La ricchezza della persona con disabilità sfida continuamente la Chiesa e la società e le chiama ad aprirsi al mistero che essa presenta. 

La persona con disabilità è a pieno diritto soggetto-protagonista di pastorale. 

La disabilità non è un castigo, ma luogo privilegiato che Dio usa per manifestare il suo amore e coronare tutti con la gloria della resurrezione. 

Questa scheda è un aiuto per la scoperta della persona con disabilità quale soggetto-protagonista dell’azione pastorale della Chiesa e nella Chiesa.  

È con tale spirito che la affidiamo a tutti voi per integrare e inserire a pieno titolo le persone con disabilità nella vita della Chiesa e della società, per valorizzare i doni di cui sono portatrici e per riconciliarsi con loro per le lacune nei loro confronti nello spirito del Grande Giubileo e per creare una mentalità di accettazione, di promozione e di solidarietà. 

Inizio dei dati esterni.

PR #1643, opened 2026-05-14
feat(tweaks): bind toolbar toggle to artifact panel

portseif:
## Why

The viewer toolbar has a **Tweaks** toggle but it wasn't bound to anything — clicking it did nothing for any artifact. Agent-generated artifacts that mount a runtime control panel (e.g. the `.twk-panel` React component pattern emerging in projects in the wild) had no way to be driven from the host. Same for artifacts emitted by the `design-templates/tweaks/` template (`.tw-panel`). The toolbar gave no signal about which artifacts even supported tweaks.

Hit this myself testing the toggle on a real artifact and finding the click was a no-op. Wanted the toolbar to be the canonical surface for opening / closing the panel regardless of which protocol the artifact speaks, and to gracefully grey out when the artifact has no panel.

## What users will see

- On artifacts that ship a tweaks panel: the **Tweaks** toolbar button is enabled. Clicking it opens the panel; clicking it again closes it. Closing the panel locally (`×` inside the panel, or for skill-template artifacts the `T` keyboard shortcut) flips the toolbar toggle back to off — they stay in sync.
- On artifacts with no panel: the **Tweaks** button is disabled with a tooltip that explains why (`No tweaks panel in this artifact`, localized to all 13 supported locales).
- Open/close animates with the artifact's own CSS transition rather than snapping (no more flash).
- Switching between artifacts resets toolbar state correctly — a previous artifact's "tweaks on" state doesn't bleed into the next file.

CleanShot 2026-05-14 at 02 37 38

## Surface area

- [x] **UI** — toolbar toggle behavior in `FileViewer.tsx` (enabled/disabled state + open/close)
- [ ] **Keyboard shortcut**
- [ ] **CLI / env var**
- [x] **API / contract** — documents the host↔iframe postMessage protocol (`__edit_mode_*` for dynamic panels, `od:tweaks-*` for the bridge)
- [x] **Extension point** — new "Host integration contract" section in `design-templates/tweaks/SKILL.md` so future agent-generated tweaks artifacts conform
- [x] **i18n keys** — added `fileViewer.tweaksUnavailable` to all 13 locales
- [ ] **None**

## Screenshots

Tested locally; happy to attach a short GIF of toolbar ↔ panel sync if reviewers want one. The flow is: button greys out → load tweaks artifact → button enables → click → panel slides in → click `×` → button flips off.

## Validation

- [x] `pnpm --filter @open-design/web typecheck` clean
- [x] `pnpm build` clean
- [x] Manually: opened an artifact built with the tweaks skill template (`.tw-panel`) — toggle enabled; click slides panel in/out with transition; `×` and `T` inside the panel sync the toolbar state
- [x] Manually: opened an artifact using the `__edit_mode_*` protocol (`.twk-panel`) — toggle enables on mount; click activates/deactivates the panel; `×` inside the panel flips toolbar off
- [x] Manually: opened a plain HTML artifact with no panel — toggle disabled with explanatory tooltip
- [x] Manually: switched between artifact types — toggle availability updates correctly
- [ ] `pnpm test` — one unrelated pre-existing failure in `apps/web/src/i18n/content.test.ts` (untracked `design-systems/foldar/` directory not represented in German content list, not introduced by this PR)


lefarcen (commented):
Hi @portseif — looking again, the PR body now has the full new-template structure filled in nicely (Why, What users will see, Surface area with UI / API contract / Extension point / i18n keys ticked, Validation with both protocols tested), and the host↔iframe `postMessage` + `od:tweaks-*` bridge contract is well-documented for future tweaks artifacts. Thanks for the iteration.

Since **UI** is ticked, a quick screenshot or GIF of the toolbar↔panel sync would seal the deal for pool review — you already offered one in the description, so feel free to attach when convenient. Otherwise the template's covered.

Siri-Ray:
@portseif I'm holding off on generating review comments for nexu-io/open-design#1643 because this pull request has merge conflicts right now.

portseif:
Thanks both — done on both fronts.

**Template reshape:** Body now follows `pull_request_template.md` — Why / What users will see / Surface area (UI + API/contract + Extension point + i18n keys ticked) / Screenshots / Validation. The original Test plan content is now the Validation checklist.

**Conflicts:** Rebased onto `origin/main` (852a005) and force-pushed. PR now reports `MERGEABLE`. The rebase touched two areas that drifted:

- `apps/web/src/runtime/srcdoc.ts` — adapted to the new `SrcdocOptions` type and the longer `withSelection → withPalette → withEdit → withTweaks → injectSnapshotBridge` chain. The always-injected tweaks bridge slots in just before the snapshot bridge.
- `apps/web/src/components/FileViewer.tsx` — the standalone `handlePreviewFrameLoad` I added is gone; tweaks postMessage now lives inside `syncBridgeModes` so both the url-load and srcdoc iframe `onLoad` handlers carry it. Toolbar toggle button is preserved as-is. Dead `TweaksState` / `DEFAULT_TWEAKS_STATE` removed (never used).
- `SKILL.md` auto-tracked as a rename from `skills/tweaks/` to `design-templates/tweaks/` (upstream moved the directory) — body references updated to match.

Ready for review.

apps/web/src/runtime/srcdoc.ts
```diff
@@ -70,7 +70,12 @@ export function buildSrcdoc(
     ? injectPaletteBridge(withSelection, { initialPalette: options.initialPalette ?? null })
     : withSelection;
   const withEdit = options.editBridge ? injectManualEditBridge(withPalette) : withPalette;
-  return injectSnapshotBridge(withEdit);
+  // The tweaks bridge is always injected — it's a passive listener that
+  // toggles a `.tw-panel`'s visibility in response to host postMessage. Tying
+  // it to a per-call option would force iframe srcdoc regeneration (and a
+  // visible flash) every time the host toggle flips.
+  const withTweaks = injectTweaksBridge(withEdit);
```
Siri-Ray, line 79: This bridge only runs when `HtmlViewer` uses `buildSrcdoc`, but the default preview path for plain HTML still URL-loads the iframe: `FileViewer.tsx` calls `shouldUrlLoadHtmlPreview` without any tweaks-related disqualifier, and `apps/web/tests/components/file-viewer-render-mode.test.ts` currently asserts that a plain HTML preview URL-loads by default. In that URL-load iframe, `injectTweaksBridge` is never inserted, and the class-based tweaks template does not post `od:tweaks-available` itself. The result is that `.tw-panel` artifacts, one of the two protocols this PR says it supports, can leave the new toolbar button disabled with `fileViewer.tweaksUnavailable` unless some unrelated mode such as palette/inspect happens to force srcDoc first. Please make tweaks-template detection participate in the render-mode decision, for example by detecting the fixed `.tw-panel`/`.tw-hidden` template selectors in `source` and passing a `tweaksBridge` flag into `shouldUrlLoadHtmlPreview` so the initial load uses srcDoc, or add an equivalent URL-load bootstrap that can emit `od:tweaks-available` before the button is evaluated. A focused render-mode or `FileViewer` test for a plain `.tw-panel` artifact would cover this path.


Siri-Ray (changes requested):
@portseif thanks for wiring up both tweaks protocols here. I found one blocker in the `.tw-panel` path: the injected bridge only exists in the srcDoc render path, while the default plain-HTML preview path URL-loads the iframe, so tweaks-template artifacts can still leave the new toolbar button disabled on first load. I left the concrete path and suggested fix inline.




portseif:
Thanks for catching this. Fixed in e5420b2.

**Root cause:** Plain HTML previews URL load by default, so `buildSrcdoc` and `injectTweaksBridge` never run for a fresh `.tw-panel` artifact. With no bridge, no `od:tweaks-available` postMessage, and the toolbar toggle stays disabled.

**Fix:**

1. New `hasTweaksTemplate(source)` helper in `apps/web/src/components/file-viewer-render-mode.ts` detects the fixed `.tw-panel` / `.tw-hidden` selectors with a word boundary anchored regex so `twk-panel`, `btw-panel`, etc. are not false positives.
2. `UrlLoadDecision` gains a `tweaksBridge?: boolean` flag; `shouldUrlLoadHtmlPreview` returns `false` when it is set, alongside the existing comment / inspect / palette / draw disqualifiers.
3. `FileViewer` computes `tweaksBridgeRequired = hasTweaksTemplate(source)` and passes it into the decision, so a tweaks template artifact picks the srcDoc render path on first load.

**Tests** in `apps/web/tests/components/file-viewer-render-mode.test.ts` cover:

* `shouldUrlLoadHtmlPreview({ tweaksBridge: true })` returns `false`.
* `hasTweaksTemplate` matches `.tw-panel` and `.tw-hidden`, rejects `twk-panel` / `btw-panel` / `mtw-hidden`, handles null / undefined / empty input.
* `tweaksBridge` combined with `forceInline` still resolves to srcDoc.

19 tests pass; `pnpm --filter @open-design/web typecheck` clean. The `__edit_mode_*` postMessage path is unaffected: those artifacts already announce themselves directly, regardless of render mode.

apps/web/src/runtime/srcdoc.ts
portseif: Fixed in https://github.com/nexu-io/open-design/commit/e5420b218a9f5f28fcc95bef4390b054f5cb2f45

portseif:
Pushed d78ed48 to address three problems that surfaced after the rebase onto v0.7.

* **Naming + icon collision:** v0.7 ships a palette popover button also titled `Tweaks` with the same sliders icon as the new toolbar toggle introduced here. Renamed the palette popover surface to `Themes` (label, dialog title, `aria-label`) and swapped its icon to a new `paint-bucket` glyph. The artifact tweaks toggle keeps the `tweaks` sliders icon. `data-testid="palette-tweaks-toggle"`, CSS classes, and the `PaletteTweaks` component name are kept stable so existing tests and styles still target the same nodes.
* **Auto toggle bug:** opening the Themes popover flipped render mode, which reloaded the iframe, which made the agent protocol artifact re-announce `__edit_mode_available`, which the host had been treating as `user opened the panel`. Result: clicking Themes also flipped Tweaks on. `__edit_mode_available` now only sets `tweaksAvailable`. `syncBridgeModes` pushes the current `tweaksMode` to the artifact on every iframe load so the panel matches the toolbar instead of the other way.
* **Render mode flash:** both URL load and srcDoc iframes are now mounted simultaneously, absolutely positioned and overlapping, with CSS visibility flipping between them. Toggling render mode (Themes open/close, palette select, etc.) no longer reloads the iframe so there is no flash. `isOurIframe(source)` lets six message receive sites accept events from either iframe so startup announcements from the hidden one are not lost. Sends still target `iframeRef.current`, kept aligned with the active iframe via a `useEffect`. A `syncBridgeModesRef` pushes current bridge state to the now visible iframe whenever the render mode flips.

Trade off: per HTML file we now hold two iframes in memory (URL load + srcDoc) instead of one. Acceptable for typical artifacts; could be revisited if it shows up in profiling for heavy multi file prototypes.

Tests in `apps/web/tests/components/FileViewer.test.tsx` updated: render mode assertions use a co attribute regex to confirm the active `data-testid` sits on the expected iframe rather than asserting the other iframe is absent. The Draw bar picking test re-queries the testid across mode toggles via a `getFrame()` helper. 95 tests pass, `pnpm --filter @open-design/web typecheck` clean.

apps/web/src/components/FileViewer.tsx
```diff
@@ -4053,6 +4108,52 @@ function HtmlViewer({
...
+  // (`od:tweaks-*` for skill-template artifacts) and the artifact-native
+  // edit-mode protocol (`__edit_mode_*` for agent-generated artifacts). Either
+  // surface controls toolbar availability and mirrors local close into the
+  // toolbar toggle state.
+  useEffect(() => {
+    function onMessage(ev: MessageEvent) {
+      if (!isOurIframe(ev.source)) return;
+      const data = ev.data as { type?: string; available?: boolean; visible?: boolean } | null;
+      if (!data?.type) return;
+      if (data.type === 'od:tweaks-available') {
```
lefarcen, line 4335: P2 `od:tweaks-available: false` from the hidden srcDoc iframe can race with `__edit_mode_available` and silently disable the Tweaks button for agent-protocol (`.twk-panel`) artifacts.

Both iframes are always mounted. For artifacts where `useUrlLoadPreview = true` (i.e. `.twk-panel` agent artifacts — `hasTweaksTemplate` returns false so `tweaksBridgeRequired = false`), the hidden srcDoc iframe still receives the full artifact source via `buildSrcdoc` including the always-injected tweaks bridge. That bridge fires `od:tweaks-available: false` (no `.tw-panel` in source), and since `isOurIframe` accepts messages from both iframes, this message can land *after* the URL-load iframe's `__edit_mode_available` has already set `tweaksAvailable = true`, overriding it.

Fix: scope `od:tweaks-available` to the active iframe only:
```ts
if (data.type === 'od:tweaks-available') {
  // Only trust od:tweaks-available from the active iframe — the hidden
  // srcDoc iframe's passive tweaks bridge fires available=false for
  // agent-protocol artifacts that have no .tw-panel in their source.
  if (ev.source !== iframeRef.current?.contentWindow) return;
  setTweaksAvailable(!!data.available);
}
```
`__edit_mode_available` and `__edit_mode_dismissed` should stay accepted from both iframes — those are artifact-native signals that carry real intent and need to survive render-mode flips.

lefarcen (changes requested):
Hey @portseif — three rounds of fixes in a single day is solid, focused iteration. The final shape looks good: dual-iframe visibility flip to kill the remount flash, `suppressEcho` via microtask ordering for bidirectional sync without an extra `setTimeout`, `hasTweaksTemplate` with a word-boundary regex that correctly rejects `twk-panel`/`btw-panel`/`mtw-hidden`. The `__edit_mode_available`→availability-only split (no mirroring into `tweaksMode`) is exactly the right call too.

One issue surfaced in the deep review that needs fixing before this lands — see the inline comment below.

portseif:
Thanks, fixed in cf55074.

The hidden srcDoc iframe's tweaks bridge was indeed posting `available: false` for agent protocol artifacts (no `.tw-panel` in source) and overriding the active iframe's `__edit_mode_available`. Scoped that one signal to the active iframe only by re-checking `ev.source === iframeRef.current?.contentWindow` inside the `od:tweaks-available` branch. `__edit_mode_*` stays accepted from either iframe so the artifact's own announcement keeps driving the toolbar toggle across render mode flips, as you noted.

Typecheck clean.

lefarcen (dismissed):
The `ev.source !== iframeRef.current?.contentWindow` guard on `od:tweaks-available` is exactly right — scopes availability signals to the active iframe only while leaving `__edit_mode_*` open to both, since those carry real artifact intent that must survive render-mode flips. The comment in the code explains the reasoning clearly too.

My prior blocking finding is resolved. Clean from my side. ✨

portseif:
@Siri-Ray your CHANGES_REQUESTED block from earlier still gates this PR. The race you flagged was fixed in cf55074 and lefarcen confirmed the resolution. Could you re-review when you have a moment so the PR can unblock?

portseif:
@lefarcen thanks again for the approval. The required `Validate workspace` check is still pending because the workflow runs from my fork are stuck at "Action required" in the Actions tab (default GitHub policy for first time fork contributors). When you have a moment, could you open the Actions tab on `nexu-io/open-design`, find the latest workflow run for this PR, and click **Approve and run workflows**? That should unblock CI and let the merge gate finally go green.

lefarcen:
Hey @portseif! Both pending workflow runs for this PR (`ci` and `nix-check`) are now approved — CI should be running shortly. Keep an eye on the checks; once they go green the remaining gate is Siri-Ray's re-review + product sign-off, and this should be clear to land. 🙌

portseif:
@lefarcen one more nudge: CI is green now, and your APPROVED review is on file, but the merge gate is still stuck on `Siri-Ray`'s CHANGES_REQUESTED from earlier (their flagged race was fixed in cf55074, which you also confirmed). When you have a moment, could you open the Reviewers panel on the PR and click **Dismiss review** on the Siri-Ray entry? That should flip the decision to APPROVED and let the merge button go.

lefarcen:
Noted, @portseif — dismissing another reviewer's CHANGES_REQUESTED is a call the maintainer team makes, so I've flagged this to them now for a decision.

A couple of things worth knowing on the path forward: even once Siri-Ray's review is resolved (dismissed or superseded by a fresh approve), there's still a product review pending on this PR — we need a sign-off from the product lead on the UI/API surface changes before it can land. The team is aware and working through it. Appreciate your patience on this. 🙌

apps/web/src/runtime/srcdoc.ts
```diff
@@ -1563,3 +1568,110 @@ function injectDeckBridge(doc: string, initialSlideIndex = 0): string {
...
+
+  function onReady(){
+    applyClassesToPanel(!document.documentElement.hasAttribute('data-od-tweaks-hidden'));
+    attachObserver();
+    postAvailability();
+    // Post the artifact initial visibility so the toolbar toggle reflects the
+    // default state on mount. Without this the toggle reads OFF while a
+    // default-visible tw-panel artifact clearly shows its panel and the user
+    // would have to click toggle-on then toggle-off to actually hide.
+    postState();
```
Siri-Ray, line 1665: This new initial `postState()` still reports the bridge-forced hidden state, not the artifact's initial panel state. The injected script sets `data-od-tweaks-hidden` before the body parses, and `onReady()` then calls `applyClassesToPanel(!document.documentElement.hasAttribute('data-od-tweaks-hidden'))`; because that attribute is always present at this point, a default-visible `.tw-panel` gets `tw-hidden` added immediately before this line reads `!panel.classList.contains('tw-hidden')`. That means the host receives `visible: false`, so the class-based template path still starts with the toolbar OFF and the panel hidden, which is the mismatch this commit is trying to fix. Capture the panel's authored visibility before applying the host hidden attribute, then use that value to initialize both the document attribute/classes and the posted state, for example `const initialVisible = !!panel && !panel.classList.contains('tw-hidden')` before `applyClassesToPanel(...)`, followed by `document.documentElement.toggleAttribute('data-od-tweaks-hidden', !initialVisible)`, `applyClassesToPanel(initialVisible)`, and `postState()` after the classes reflect that captured value.


Siri-Ray (commented):
@portseif thanks for the continued iteration here. The earlier render-mode and hidden-iframe races look addressed on this head; I found one smaller follow-up in the latest initial-state path for the class-based tweaks bridge.




apps/web/src/components/FileViewer.tsx
```diff
@@ -4246,6 +4307,70 @@ function HtmlViewer({
...
+        // panel visible (the SDK pattern is `useState(true)`), so without
+        // this the toolbar toggle reads as OFF while the panel is clearly
+        // ON — the user has to click toggle-on → toggle-off to hide the
+        // panel. Guarded by `firstEditModeAvailableSeenForFileRef` so a
+        // later iframe remount (Themes popover flipping render mode, etc.)
+        // doesn't snap a user-driven OFF back to ON. `syncBridgeModes` is
+        // still the source of truth on every subsequent load: it pushes the
+        // current `tweaksMode` into the artifact via `__activate_edit_mode`
+        // / `__deactivate_edit_mode` so the artifact tracks the toolbar.
+        if (firstEditModeAvailableSeenForFileRef.current !== file.name) {
```
Siri-Ray, line 4366: This once-per-file guard is inside a message listener installed with `useEffect(..., [])`, so the handler keeps the `file.name` from the first render. After opening one `.twk-panel` artifact, `firstEditModeAvailableSeenForFileRef.current` is set to that first file; when the user switches to another `.twk-panel` file, the reset effect below sets `tweaksMode` back to `false`, but the second file's `__edit_mode_available` still compares against the stale first `file.name` captured by this closure and therefore does not mirror the new artifact's default-open state back to `true`. The result is the toolbar can start OFF while the newly selected artifact's panel is visible, which is exactly the mismatch this guard is trying to prevent on initial load. Please either include `file.name` (and the iframe-source predicate it closes over) in this listener effect's dependency list, or keep the current file key in a ref that is updated on file changes and compare/update the guard against that ref; a FileViewer test that rerenders from one `__edit_mode_available` artifact to another and dispatches the second message would cover the regression.


Siri-Ray (commented):
@portseif thanks for the continued fixes here. The previous class-based initial-state issue looks addressed on this head; I found one remaining file-switch lifecycle issue in the `.twk-panel` path that is worth tightening, but I do not think it needs to block merge.




apps/web/src/i18n/types.ts
```diff
@@ -1216,6 +1216,7 @@ export interface Dict {
   'fileViewer.preview': string;
   'fileViewer.source': string;
   'fileViewer.tweaks': string;
+  'fileViewer.tweaksUnavailable': string;
```
Siri-Ray, line 1219: Adding `fileViewer.tweaksUnavailable` to `Dict` means this user-facing toolbar tooltip should be carried through every active locale dictionary, but the PR only adds explicit translations for the 13 locale files touched in this diff. The repository currently has 19 locale files, and `apps/web/src/i18n/locales/ar.ts`, `fr.ts`, `id.ts`, `it.ts`, `th.ts`, and `uk.ts` still do not define this key locally; they only inherit the English string through the `...en` fallback. That leaves users in those locales seeing the English disabled-tooltip text even though the i18n convention for new keys is to define it in each locale. Please add `fileViewer.tweaksUnavailable` beside `fileViewer.tweaks` in the remaining locale files as well, and update the PR body’s “13 supported locales” note if the supported-locale count has drifted.


Siri-Ray (commented):
@portseif thanks for the continued iteration here. The latest iframe lifecycle fixes and regression coverage look good from this implementation pass; I found one remaining i18n coverage gap that is worth tightening but should not block the main tweaks behavior.




apps/web/src/components/FileViewer.tsx
```diff
@@ -4246,6 +4307,76 @@ function HtmlViewer({
...
+          firstEditModeAvailableSeenForFileRef.current = file.name;
+          setTweaksMode(true);
```
Siri-Ray: `__edit_mode_available` is documented in `design-templates/tweaks/SKILL.md` as supporting panels that may default open or closed, with the host syncing to whichever state the artifact reports, but the actual Protocol A message only carries `{ type: '__edit_mode_available' }` and this branch always mirrors it to `tweaksMode = true`. A default-closed dynamic artifact that follows the new contract will be opened immediately by the host once this state update runs and the effect above sends `__activate_edit_mode`, so the artifact cannot remain closed even though the contract says that is supported. Please either tighten the contract to say Protocol A availability means the panel is currently open / panels should default open, or extend the message shape, for example `{ type: '__edit_mode_available', visible: false }`, and set `tweaksMode` from that value with a FileViewer test for the default-closed announcement path.


Siri-Ray (commented):
@portseif thanks for the careful follow-up fixes here. The previously raised initial-state, iframe-source, file-switch, and locale coverage items look addressed on this head. I found one remaining postMessage contract mismatch that is worth tightening, but it does not need to block the core toggle binding.




Siri-Ray (approved):
@portseif I reviewed the current changed ranges on this head. The earlier issues around class-based `.tw-panel` render-mode selection, hidden-iframe availability races, per-file Protocol A state mirroring, `visible: false` handling, and full locale coverage all look addressed now. `git diff --check origin/main...HEAD` is clean; the focused Vitest command could not start in this prepared worktree because `node_modules` is missing (`vitest` was not found), so I leaned on the live green checks plus the diff review for this pass. Thanks for the careful iteration here.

  Il Comitato preparatorio 

  Roma, 7 Aprile, 2000. 


LA PERSONA CON DISABILITÀ: SOGGETTO – PROTAGONISTA  DI PASTORALE 

  

Premessa 

“Ciascuno agisca secondo il dono ricevuto: mettetelo a servizio gli uni degli altri, come bravi amministratori della molteplice grazia di Dio. Se uno ha il dono della parola, ne usi come oracoli di Dio; se uno ha un ministero, lo eserciti con l’energia che fornisce Dio: affinchè in ogni cosa sia glorificato Dio per mezzo di Gesù Cristo, a cui spetta la gloria e il potere nei secoli dei secoli”(1 Pt 4,10-11). 

La persona con disabilità, creata ad immagine di Dio, luogo della manifestazione dell’amore di Lui e testimone privilegiato di umanità, è direttamente responsabile della sua storia e della sua vita come ogni altra persona. 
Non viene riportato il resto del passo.